PR #1209, opened 2026-08-20
fix(ltx2): noise soft appended conditioning

### LINKED ISSUE #1080: audit(ltx2): chain soft-anchor appended tokens initialize un-noised under a soft timestep
Follow-up from #1055 (found during the PR #1076 audit, deliberately out of scope there).

Mold's smooth-chain continuation appends the previous clip's anchor frame as a soft appended condition (`CHAIN_SOFT_ANCHOR_STRENGTH = 0.4`, `ltx2/pipeline.rs`). Appended tokens initialize to their **clean values** (`apply_appended_video_conditioning` pushes the full tokens; the denoise mask expresses the 0.4 strength), so the first transformer pass sees a token containing **zero noise** under a per-token timestep claiming `0.6·σ` — the same latent/timestep-mismatch class #1055 fixed for replacements, in the opposite direction ("too clean" rather than "too sourced").

Upstream's noiser (`noisers.py:32-33` @ fd4ded7) lerps appended keyframe tokens against fresh noise exactly like replacement tokens, so upstream a 0.4-strength appended token would start as `0.4·C + 0.6·N`.

This was NOT changed in #1076 because:
- every production appended condition except the chain anchor is strength 1.0 (keyframes, IC-LoRA/lip-dub references), where mold and upstream agree exactly;
- the chain soft anchor is a mold-specific mechanism (not an upstream concept) whose 0.4 was tuned against the current initialization, and changing it risks regressing chain seam quality;
- fixing it needs a dedicated salted noise stream for appended token shapes (`request_seed ^ SALT` via `seeded_randn`, CPU-generated for cross-backend determinism) plus `reapply_stage_video_conditioning` carrying the evolved slice for soft appended tokens instead of re-pinning source every step.

Work items:
1. Add the appended-noise path behind the existing init seam (`initialize_video_stage_latents`).
2. Re-tune/validate `CHAIN_SOFT_ANCHOR_STRENGTH` against the corrected init with seeded 2-clip seam UAT.
3. Keep `reapply` re-pinning for hard (s ≥ 1.0) appended tokens; never drop tokens (count-desync invariant).

Witness tests to start from: `appended_tokens_initialize_to_their_clean_values` (documents today's behavior) and `soft_appended…` sketch in the #1055 plan.

jamesbrink:
## Summary

- align soft appended LTX-2 conditioning with the upstream single-blend noiser semantics
- keep soft appended tokens evolving during denoising while hard keyframes remain pinned
- add deterministic seeded-noise and reapplication regression coverage
- retain the 0.4 chain anchor after seeded two-clip seam UAT
- unblock Rust 1.98 CI by applying semantics-preserving `drain_collect` and constant-chunk lint migrations present on current main

## Verification

- `nix develop -c cargo test -p mold-ai-inference ltx2::runtime::tests` (142 passed)
- focused soft initialization, soft reapply, and hard keyframe tests passed
- `nix develop -c cargo clippy --workspace --all-targets -- -D warnings`
- `nix develop -c cargo test -p mold-ai-catalog` (189 passed, 2 ignored)
- LTX-2 preprocess tests (13 passed, 1 measurement ignored)
- MiniMax H3 processor tests (6 passed)
- private H3 audio/Qwen capture bins checked with `dev-bins,h3-private-uat`
- `git diff --check`
- CUDA LTX-2 19B distilled seeded two-clip UAT: both seams visually smooth; frame 48→49 mean absolute luma delta 3.29458 old vs 3.26927 fixed

The full inference crate run passed 1966 tests with 8 ignored and one environment-only Metal discovery failure because that package test build did not enable Metal; all changed LTX-2 tests passed.

Upstream noiser remains a single clean/noise interpolation: https://github.com/Lightricks/LTX-2/blob/main/packages/ltx-core/src/ltx_core/components/noisers.py#L30-L36

Closes #1080

### DIFF
--- a/changelog.d/ltx2-soft-appended-noise.md
+++ b/changelog.d/ltx2-soft-appended-noise.md
@@ -1,0 +1,1 @@
+- **LTX-2 chain anchors now start at the noise level their soft timestep declares.** Smooth multi-clip continuations preserve the intended evolving identity anchor instead of repeatedly pinning its appended token clean ([#1080](https://github.com/utensils/mold/issues/1080)).
--- a/crates/mold-candle/src/minimax_h3/comfy_dit.rs
+++ b/crates/mold-candle/src/minimax_h3/comfy_dit.rs
@@ -3104,7 +3104,7 @@ mod tests {
         let tensor = &header[name];
         let start = tensor["data_offsets"][0].as_u64().unwrap() as usize;
         let end = tensor["data_offsets"][1].as_u64().unwrap() as usize;
-        for bytes in data[start..end].chunks_exact_mut(4) {
+        for bytes in data[start..end].as_chunks_mut::<4>().0 {
             bytes.copy_from_slice(&value.to_le_bytes());
         }
     }
--- a/crates/mold-catalog/src/live.rs
+++ b/crates/mold-catalog/src/live.rs
@@ -878,7 +878,7 @@ async fn civitai_search_paged(
             // the walk resumes from the stored cursor on the next request
             // and `total()` keeps advertising more rows either way.
             if chain.next_page == opts.page && !chain.leftover.is_empty() {
-                let entries: Vec<CatalogEntry> = chain.leftover.drain(..).collect();
+                let entries = std::mem::take(&mut chain.leftover);
                 chain.emitted += entries.len();
                 let page_result = LiveSearchResult {
                     entries,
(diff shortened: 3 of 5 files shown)


jamesbrink:
Your Metal forced-local failure on fdc0def5 is not your branch: the Mac runners' stable toolchain moved to Rust 1.98 and its new `chunks_exact_to_as_chunks` lint fires in `mold-candle/src/minimax_h3/processor.rs` (H3 code). Fixed on main in 806d9b6c — rerun the failed job (or push any commit) and the merge-ref build will pick it up.

jamesbrink:
Second 1.98 lint site fixed on main too (24decc66 — swept all five remaining constant-size `chunks_exact` calls workspace-wide, including the `chain_job_runner.rs:3736` one your `rust` job hit). Rerun failed jobs after the current attempt settles and the merge ref will be clean.

jamesbrink:
Third 1.98 lint site fixed on main (iter_mut().next() on arrays in execution_equivalence.rs — your latest rust failure). Rerun and the merge ref should finally be clean; these were all toolchain-bump fallout, none of them your branch.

**WHAT IS REQUIRED**
Reproduce every line of the material above exactly.

**RESPONSE AREA**
PR #1209, opened 2026-08-20
fix(ltx2): noise soft appended conditioning

### LINKED ISSUE #1080: audit(ltx2): chain soft-anchor appended tokens initialize un-noised under a soft timestep
Follow-up from #1055 (found during the PR #1076 audit, deliberately out of scope there).

Mold's smooth-chain continuation appends the previous clip's anchor frame as a soft appended condition (`CHAIN_SOFT_ANCHOR_STRENGTH = 0.4`, `ltx2/pipeline.rs`). Appended tokens initialize to their **clean values** (`apply_appended_video_conditioning` pushes the full tokens; the denoise mask expresses the 0.4 strength), so the first transformer pass sees a token containing **zero noise** under a per-token timestep claiming `0.6·σ` — the same latent/timestep-mismatch class #1055 fixed for replacements, in the opposite direction ("too clean" rather than "too sourced").

Upstream's noiser (`noisers.py:32-33` @ fd4ded7) lerps appended keyframe tokens against fresh noise exactly like replacement tokens, so upstream a 0.4-strength appended token would start as `0.4·C + 0.6·N`.

This was NOT changed in #1076 because:
- every production appended condition except the chain anchor is strength 1.0 (keyframes, IC-LoRA/lip-dub references), where mold and upstream agree exactly;
- the chain soft anchor is a mold-specific mechanism (not an upstream concept) whose 0.4 was tuned against the current initialization, and changing it risks regressing chain seam quality;
- fixing it needs a dedicated salted noise stream for appended token shapes (`request_seed ^ SALT` via `seeded_randn`, CPU-generated for cross-backend determinism) plus `reapply_stage_video_conditioning` carrying the evolved slice for soft appended tokens instead of re-pinning source every step.

Work items:
1. Add the appended-noise path behind the existing init seam (`initialize_video_stage_latents`).
2. Re-tune/validate `CHAIN_SOFT_ANCHOR_STRENGTH` against the corrected init with seeded 2-clip seam UAT.
3. Keep `reapply` re-pinning for hard (s ≥ 1.0) appended tokens; never drop tokens (count-desync invariant).

Witness tests to start from: `appended_tokens_initialize_to_their_clean_values` (documents today's behavior) and `soft_appended…` sketch in the #1055 plan.

jamesbrink:
## Summary

- align soft appended LTX-2 conditioning with the upstream single-blend noiser semantics
- keep soft appended tokens evolving during denoising while hard keyframes remain pinned
- add deterministic seeded-noise and reapplication regression coverage
- retain the 0.4 chain anchor after seeded two-clip seam UAT
- unblock Rust 1.98 CI by applying semantics-preserving `drain_collect` and constant-chunk lint migrations present on current main

## Verification

- `nix develop -c cargo test -p mold-ai-inference ltx2::runtime::tests` (142 passed)
- focused soft initialization, soft reapply, and hard keyframe tests passed
- `nix develop -c cargo clippy --workspace --all-targets -- -D warnings`
- `nix develop -c cargo test -p mold-ai-catalog` (189 passed, 2 ignored)
- LTX-2 preprocess tests (13 passed, 1 measurement ignored)
- MiniMax H3 processor tests (6 passed)
- private H3 audio/Qwen capture bins checked with `dev-bins,h3-private-uat`
- `git diff --check`
- CUDA LTX-2 19B distilled seeded two-clip UAT: both seams visually smooth; frame 48→49 mean absolute luma delta 3.29458 old vs 3.26927 fixed

The full inference crate run passed 1966 tests with 8 ignored and one environment-only Metal discovery failure because that package test build did not enable Metal; all changed LTX-2 tests passed.

Upstream noiser remains a single clean/noise interpolation: https://github.com/Lightricks/LTX-2/blob/main/packages/ltx-core/src/ltx_core/components/noisers.py#L30-L36

Closes #1080

### DIFF
--- a/changelog.d/ltx2-soft-appended-noise.md
+++ b/changelog.d/ltx2-soft-appended-noise.md
@@ -1,0 +1,1 @@
+- **LTX-2 chain anchors now start at the noise level their soft timestep declares.** Smooth multi-clip continuations preserve the intended evolving identity anchor instead of repeatedly pinning its appended token clean ([#1080](https://github.com/utensils/mold/issues/1080)).
--- a/crates/mold-candle/src/minimax_h3/comfy_dit.rs
+++ b/crates/mold-candle/src/minimax_h3/comfy_dit.rs
@@ -3104,7 +3104,7 @@ mod tests {
         let tensor = &header[name];
         let start = tensor["data_offsets"][0].as_u64().unwrap() as usize;
         let end = tensor["data_offsets"][1].as_u64().unwrap() as usize;
-        for bytes in data[start..end].chunks_exact_mut(4) {
+        for bytes in data[start..end].as_chunks_mut::<4>().0 {
             bytes.copy_from_slice(&value.to_le_bytes());
         }
     }
--- a/crates/mold-catalog/src/live.rs
+++ b/crates/mold-catalog/src/live.rs
@@ -878,7 +878,7 @@ async fn civitai_search_paged(
             // the walk resumes from the stored cursor on the next request
             // and `total()` keeps advertising more rows either way.
             if chain.next_page == opts.page && !chain.leftover.is_empty() {
-                let entries: Vec<CatalogEntry> = chain.leftover.drain(..).collect();
+                let entries = std::mem::take(&mut chain.leftover);
                 chain.emitted += entries.len();
                 let page_result = LiveSearchResult {
                     entries,
(diff shortened: 3 of 5 files shown)


jamesbrink:
Your Metal forced-local failure on fdc0def5 is not your branch: the Mac runners' stable toolchain moved to Rust 1.98 and its new `chunks_exact_to_as_chunks` lint fires in `mold-candle/src/minimax_h3/processor.rs` (H3 code). Fixed on main in 806d9b6c — rerun the failed job (or push any commit) and the merge-ref build will pick it up.

jamesbrink:
Second 1.98 lint site fixed on main too (24decc66 — swept all five remaining constant-size `chunks_exact` calls workspace-wide, including the `chain_job_runner.rs:3736` one your `rust` job hit). Rerun failed jobs after the current attempt settles and the merge ref will be clean.

jamesbrink:
Third 1.98 lint site fixed on main (iter_mut().next() on arrays in execution_equivalence.rs — your latest rust failure). Rerun and the merge ref should finally be clean; these were all toolchain-bump fallout, none of them your branch.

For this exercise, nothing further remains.